* [Exercise]:
The expected result is every entry, retyped character for character.

* [Data supplied]:

PR #126, opened 2025-01-09
[DT-1122] Apply `zizmor` suggestions

fboulnois:
### Addresses

https://broadworkbench.atlassian.net/browse/DT-1122

### Summary

- Do not persist credentials if not needed
- Use shell variable expansion instead of [template expansion](https://woodruffw.github.io/zizmor/audits/#template-injection)

### DIFF
--- a/.github/workflows/tag.yml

* [Written answer]:
PR #126, opened 2025-01-09
[DT-1122] Apply `zizmor` suggestions

fboulnois:
### Addresses

https://broadworkbench.atlassian.net/browse/DT-1122

### Summary

- Do not persist credentials if not needed
- Use shell variable expansion instead of [template expansion](https://woodruffw.github.io/zizmor/audits/#template-injection)

### DIFF
--- a/.github/workflows/tag.yml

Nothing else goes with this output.